PR #2182, opened 2026-09-02
Test syscall failure during interleaved memory allocation

Alexandr-Konovalov:
### Description 
Initial implementation of failed syscalls testing.

### Type of change

### Tests

- [ ] not needed

### Documentation

- [ ] needs to be updated
- [X] not needed

- [ ] Yes
- [X] No
- [ ] Unknown

### DIFF
--- a/test/tbb/test_numa_allocation_whitebox.cpp
+++ b/test/tbb/test_numa_allocation_whitebox.cpp
@@ -1,0 +1,140 @@
+/*
+    Copyright (c) 2026 UXL Foundation Contributors
+
+    Licensed under the Apache License, Version 2.0 (the "License");
+    you may not use this file except in compliance with the License.
+    You may obtain a copy of the License at
+
+        http://www.apache.org/licenses/LICENSE-2.0
+
+    Unless required by applicable law or agreed to in writing, software
+    distributed under the License is distributed on an "AS IS" BASIS,
+    WITHOUT WARRANTIES OR CONDITIONS OF ANY KIND, either express or implied.
+    See the License for the specific language governing permissions and
+    limitations under the License.
+*/
+
+//! \file test_numa_allocation_whitebox.cpp
+//! \brief Test for [internal] functionality
+
+#define __TBB_NO_IMPLICIT_LINKAGE 1
+#define TBB_PREVIEW_NUMA_ALLOCATION 1
+
+#include "common/test.h"
+
+#if __linux__
+
+static bool overrided_madvise_called = false;
+static bool overrided_move_pages_called = false;
+static bool madvise_should_fail = true;
+
+#define madvise(addr, length, advice) failed_madvise(addr, length, advice)
+
+extern "C" {
+static int failed_madvise(void*, size_t, int) noexcept (true) {
+    overrided_madvise_called = true;
+    return madvise_should_fail ? -1 : 0;
+}
+}
+#elif !(_WIN32 || _WIN64)
+
+#endif
+
+#include "../../src/tbb/numa_allocation.cpp"
+
+#undef madvise
+
+namespace tbb {
+namespace detail {
+namespace r1 {
+
+#if __linux__
+
+static long dummy_move_pages(int, unsigned long, void**, const int*, int*, int) {
+    overrided_move_pages_called = true;
+    return -1;
+}
+
+static struct bitmask* dummy_numa_bitmask_alloc(unsigned int) {
+    return nullptr;
+}
+
+static void dummy_numa_bitmask_free(struct bitmask*) {}
+
+static int dummy_numa_bitmask_isbitset(const struct bitmask*, unsigned int) {
+    return 1;
+}
+
+static struct bitmask* dummy_numa_bitmask_setbit(struct bitmask* m, unsigned int) {
+    return m;
+}
+
+static void dummy_numa_interleave_memory(void*, size_t, struct bitmask*) {}
+
+#elif !(_WIN32 || _WIN64)
+
+#endif
+
+void assertion_failure(const char*, int, const char*, const char*) {
+    REQUIRE_MESSAGE(false, "Can't be called");
+}
+
+bool dynamic_link( const char* ,
+                   const tbb::detail::r1::dynamic_link_descriptor[],
+                   std::size_t ,
+                   tbb::detail::r1::dynamic_link_handle*,
+                   int) {
+#if __linux__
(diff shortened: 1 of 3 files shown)


test/tbb/test_numa_allocation_whitebox.cpp
```diff
@@ -0,0 +1,180 @@
...
+    size_t per_chunk = 2*4*1024;
+    tbb::detail::d1::numa_node_id nodes_ids_array[] = {0, 0};
+    tbb::detail::d1::numa_node_id *nodes_ids = nodes_ids_array;
+
+    // under Windows, must use < page size to call VirtualAlloc2_ptr in the committing loop
+    void *ptr = tbb::detail::r1::allocate_interleaved(tbb::detail::r1::DefaultSystemPageSize() / 2,
+                                                      nodes_ids, 2, per_chunk);
+    REQUIRE(ptr == nullptr);
+#if __linux__
+    REQUIRE_MESSAGE(overrided_madvise_called, "Failed madvise syscall was not called");
```
aleksei-fedotov:
```suggestion
    REQUIRE_MESSAGE(overridden_madvise_called, "Failed madvise syscall was not called");
```
Also, initialize it to `false` just before the call?

test/tbb/test_numa_allocation_whitebox.cpp
```diff
@@ -0,0 +1,180 @@
...
+
+#define __TBB_NO_IMPLICIT_LINKAGE 1
+#define TBB_PREVIEW_NUMA_ALLOCATION 1
+
+#include "common/test.h"
+
+#if __linux__
+
+static bool overrided_madvise_called = false;
+static bool overrided_move_pages_called = false;
```
aleksei-fedotov: A typo:
```suggestion
static bool overridden_madvise_called = false;
static bool overridden_move_pages_called = false;
```

test/tbb/test_numa_allocation_whitebox.cpp
```diff
@@ -0,0 +1,186 @@
...
+static bool madvise_should_fail = true;
+
+#define madvise(addr, length, advice) failed_madvise(addr, length, advice)
+
+extern "C" {
+static int failed_madvise(void*, size_t, int) noexcept (true) {
```
aleksei-fedotov: `failed_madvise` is not a good name for this function. First, because it does not always fail. Second, because usually such entities are called mock or fake entities. Therefore, consider naming to something like `mock_madvise` or `fake_madvise`. `injected_madvise` will also look appropriate I think.

Also, consider applying this idea to the rest of injected functions, including those `dummy_*`.

test/tbb/test_numa_allocation_whitebox.cpp
```diff
@@ -0,0 +1,186 @@
...
+TEST_CASE("test failed syscall") {
+    // use non-default value to not call numa_interleave_memory under Linux
+    size_t per_chunk = 2*4*1024;
+    tbb::detail::d1::numa_node_id nodes_ids_array[] = {0, 0};
+    tbb::detail::d1::numa_node_id *nodes_ids = nodes_ids_array;
+
+#if __linux__
+    size_t size = 1024;
+    // make madvise failed
+    madvise_should_fail = true;
```
aleksei-fedotov: Similar to `move_pages_called` below, initialize just before the call?
```suggestion
    madvise_should_fail = true;
    overridden_madvise_called = false;
```

test/tbb/test_numa_allocation_whitebox.cpp
```diff
@@ -0,0 +1,186 @@
...
+#elif _WIN32 || _WIN64
+    // VirtualAlloc2_ptr is expected to fail, must use < page size to call VirtualAlloc2_ptr in the
+    // committing loop
+    void *ptr = tbb::detail::r1::allocate_interleaved(tbb::detail::r1::DefaultSystemPageSize() / 2,
+                                                      nodes_ids, 2, per_chunk);
+    REQUIRE(ptr == nullptr);
+    REQUIRE_MESSAGE(overrided_VirtualAlloc2_ptr_failed, "Failed VirtualAlloc2 syscall was not called");
+
+    // VirtualAlloc2_ptr is expected not to fail, VirtualFree in the committing loop is failing
+    overrided_VirtualFree_failed = false;
```
aleksei-fedotov: Initialization to `false` of this `overrided_VirtualFree_failed` variable as well as `overrided_VirtualAlloc2_ptr_failed` can be moved to the top of their corresponding mock implementations.

test/tbb/test_numa_allocation_whitebox.cpp
```diff
@@ -0,0 +1,186 @@
...
+}
+
+} // namespace r1
+} // namespace detail
+} // namespace tbb
+
+#if __linux__ || _WIN32 || _WIN64
+//! Testing correct behavior if syscall fails
+//! \brief \ref error_guessing
+TEST_CASE("test failed syscall") {
```
aleksei-fedotov: In my opinion, it would be more readable to have separate `TEST_CASE`s for separate tests.

aleksei-fedotov (commented):
Looks good! Although, there is always room for improvement.

Shall the `VirtualAllocEx`/`mmap` also be replaced to test that they is indeed invoked in certain cases and the tested function works as expected?

test/tbb/test_numa_allocation_whitebox.cpp
Alexandr-Konovalov: Done, use mock everywhere.

test/tbb/test_numa_allocation_whitebox.cpp
Alexandr-Konovalov: > initialize it to false just before the call?

Done.

test/tbb/test_numa_allocation_whitebox.cpp
Alexandr-Konovalov: I may not understand you suggestion. I want to have them locally.

test/tbb/test_numa_allocation_whitebox.cpp
Alexandr-Konovalov: I'm not sure. The test case does one thing, it tests `allocate_interleaved()` with failed syscalls, execution is fast enough to not want to skip part of it etc.

aleksei-fedotov (approved):
LGTM!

__________

**What to do**
Every entry needs to be copied exactly as it was written.

**Task solution**
PR #2182, opened 2026-09-02
Test syscall failure during interleaved memory allocation

Alexandr-Konovalov:
### Description 
Initial implementation of failed syscalls testing.

### Type of change

### Tests

- [ ] not needed

### Documentation

- [ ] needs to be updated
- [X] not needed

- [ ] Yes
- [X] No
- [ ] Unknown

### DIFF
--- a/test/tbb/test_numa_allocation_whitebox.cpp
+++ b/test/tbb/test_numa_allocation_whitebox.cpp
@@ -1,0 +1,140 @@
+/*
+    Copyright (c) 2026 UXL Foundation Contributors
+
+    Licensed under the Apache License, Version 2.0 (the "License");
+    you may not use this file except in compliance with the License.
+    You may obtain a copy of the License at
+
+        http://www.apache.org/licenses/LICENSE-2.0
+
+    Unless required by applicable law or agreed to in writing, software
+    distributed under the License is distributed on an "AS IS" BASIS,
+    WITHOUT WARRANTIES OR CONDITIONS OF ANY KIND, either express or implied.
+    See the License for the specific language governing permissions and
+    limitations under the License.
+*/
+
+//! \file test_numa_allocation_whitebox.cpp
+//! \brief Test for [internal] functionality
+
+#define __TBB_NO_IMPLICIT_LINKAGE 1
+#define TBB_PREVIEW_NUMA_ALLOCATION 1
+
+#include "common/test.h"
+
+#if __linux__
+
+static bool overrided_madvise_called = false;
+static bool overrided_move_pages_called = false;
+static bool madvise_should_fail = true;
+
+#define madvise(addr, length, advice) failed_madvise(addr, length, advice)
+
+extern "C" {
+static int failed_madvise(void*, size_t, int) noexcept (true) {
+    overrided_madvise_called = true;
+    return madvise_should_fail ? -1 : 0;
+}
+}
+#elif !(_WIN32 || _WIN64)
+
+#endif
+
+#include "../../src/tbb/numa_allocation.cpp"
+
+#undef madvise
+
+namespace tbb {
+namespace detail {
+namespace r1 {
+
+#if __linux__
+
+static long dummy_move_pages(int, unsigned long, void**, const int*, int*, int) {
+    overrided_move_pages_called = true;
+    return -1;
+}
+
+static struct bitmask* dummy_numa_bitmask_alloc(unsigned int) {
+    return nullptr;
+}
+
+static void dummy_numa_bitmask_free(struct bitmask*) {}
+
+static int dummy_numa_bitmask_isbitset(const struct bitmask*, unsigned int) {
+    return 1;
+}
+
+static struct bitmask* dummy_numa_bitmask_setbit(struct bitmask* m, unsigned int) {
+    return m;
+}
+
+static void dummy_numa_interleave_memory(void*, size_t, struct bitmask*) {}
+
+#elif !(_WIN32 || _WIN64)
+
+#endif
+
+void assertion_failure(const char*, int, const char*, const char*) {
+    REQUIRE_MESSAGE(false, "Can't be called");
+}
+
+bool dynamic_link( const char* ,
+                   const tbb::detail::r1::dynamic_link_descriptor[],
+                   std::size_t ,
+                   tbb::detail::r1::dynamic_link_handle*,
+                   int) {
+#if __linux__
(diff shortened: 1 of 3 files shown)


test/tbb/test_numa_allocation_whitebox.cpp
```diff
@@ -0,0 +1,180 @@
...
+    size_t per_chunk = 2*4*1024;
+    tbb::detail::d1::numa_node_id nodes_ids_array[] = {0, 0};
+    tbb::detail::d1::numa_node_id *nodes_ids = nodes_ids_array;
+
+    // under Windows, must use < page size to call VirtualAlloc2_ptr in the committing loop
+    void *ptr = tbb::detail::r1::allocate_interleaved(tbb::detail::r1::DefaultSystemPageSize() / 2,
+                                                      nodes_ids, 2, per_chunk);
+    REQUIRE(ptr == nullptr);
+#if __linux__
+    REQUIRE_MESSAGE(overrided_madvise_called, "Failed madvise syscall was not called");
```
aleksei-fedotov:
```suggestion
    REQUIRE_MESSAGE(overridden_madvise_called, "Failed madvise syscall was not called");
```
Also, initialize it to `false` just before the call?

test/tbb/test_numa_allocation_whitebox.cpp
```diff
@@ -0,0 +1,180 @@
...
+
+#define __TBB_NO_IMPLICIT_LINKAGE 1
+#define TBB_PREVIEW_NUMA_ALLOCATION 1
+
+#include "common/test.h"
+
+#if __linux__
+
+static bool overrided_madvise_called = false;
+static bool overrided_move_pages_called = false;
```
aleksei-fedotov: A typo:
```suggestion
static bool overridden_madvise_called = false;
static bool overridden_move_pages_called = false;
```

test/tbb/test_numa_allocation_whitebox.cpp
```diff
@@ -0,0 +1,186 @@
...
+static bool madvise_should_fail = true;
+
+#define madvise(addr, length, advice) failed_madvise(addr, length, advice)
+
+extern "C" {
+static int failed_madvise(void*, size_t, int) noexcept (true) {
```
aleksei-fedotov: `failed_madvise` is not a good name for this function. First, because it does not always fail. Second, because usually such entities are called mock or fake entities. Therefore, consider naming to something like `mock_madvise` or `fake_madvise`. `injected_madvise` will also look appropriate I think.

Also, consider applying this idea to the rest of injected functions, including those `dummy_*`.

test/tbb/test_numa_allocation_whitebox.cpp
```diff
@@ -0,0 +1,186 @@
...
+TEST_CASE("test failed syscall") {
+    // use non-default value to not call numa_interleave_memory under Linux
+    size_t per_chunk = 2*4*1024;
+    tbb::detail::d1::numa_node_id nodes_ids_array[] = {0, 0};
+    tbb::detail::d1::numa_node_id *nodes_ids = nodes_ids_array;
+
+#if __linux__
+    size_t size = 1024;
+    // make madvise failed
+    madvise_should_fail = true;
```
aleksei-fedotov: Similar to `move_pages_called` below, initialize just before the call?
```suggestion
    madvise_should_fail = true;
    overridden_madvise_called = false;
```

test/tbb/test_numa_allocation_whitebox.cpp
```diff
@@ -0,0 +1,186 @@
...
+#elif _WIN32 || _WIN64
+    // VirtualAlloc2_ptr is expected to fail, must use < page size to call VirtualAlloc2_ptr in the
+    // committing loop
+    void *ptr = tbb::detail::r1::allocate_interleaved(tbb::detail::r1::DefaultSystemPageSize() / 2,
+                                                      nodes_ids, 2, per_chunk);
+    REQUIRE(ptr == nullptr);
+    REQUIRE_MESSAGE(overrided_VirtualAlloc2_ptr_failed, "Failed VirtualAlloc2 syscall was not called");
+
+    // VirtualAlloc2_ptr is expected not to fail, VirtualFree in the committing loop is failing
+    overrided_VirtualFree_failed = false;
```
aleksei-fedotov: Initialization to `false` of this `overrided_VirtualFree_failed` variable as well as `overrided_VirtualAlloc2_ptr_failed` can be moved to the top of their corresponding mock implementations.

test/tbb/test_numa_allocation_whitebox.cpp
```diff
@@ -0,0 +1,186 @@
...
+}
+
+} // namespace r1
+} // namespace detail
+} // namespace tbb
+
+#if __linux__ || _WIN32 || _WIN64
+//! Testing correct behavior if syscall fails
+//! \brief \ref error_guessing
+TEST_CASE("test failed syscall") {
```
aleksei-fedotov: In my opinion, it would be more readable to have separate `TEST_CASE`s for separate tests.

aleksei-fedotov (commented):
Looks good! Although, there is always room for improvement.

Shall the `VirtualAllocEx`/`mmap` also be replaced to test that they is indeed invoked in certain cases and the tested function works as expected?

test/tbb/test_numa_allocation_whitebox.cpp
Alexandr-Konovalov: Done, use mock everywhere.

test/tbb/test_numa_allocation_whitebox.cpp
Alexandr-Konovalov: > initialize it to false just before the call?

Done.

test/tbb/test_numa_allocation_whitebox.cpp
Alexandr-Konovalov: I may not understand you suggestion. I want to have them locally.

test/tbb/test_numa_allocation_whitebox.cpp
Alexandr-Konovalov: I'm not sure. The test case does one thing, it tests `allocate_interleaved()` with failed syscalls, execution is fast enough to not want to skip part of it etc.

aleksei-fedotov (approved):
LGTM!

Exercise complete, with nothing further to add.